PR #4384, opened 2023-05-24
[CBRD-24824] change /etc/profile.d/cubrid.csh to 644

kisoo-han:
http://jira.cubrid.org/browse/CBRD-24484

----

> Assigned task:
Reproduce the material above. Do not change a word.

> Completed exercise:
PR #4384, opened 2023-05-24
[CBRD-24824] change /etc/profile.d/cubrid.csh to 644

kisoo-han:
http://jira.cubrid.org/browse/CBRD-24484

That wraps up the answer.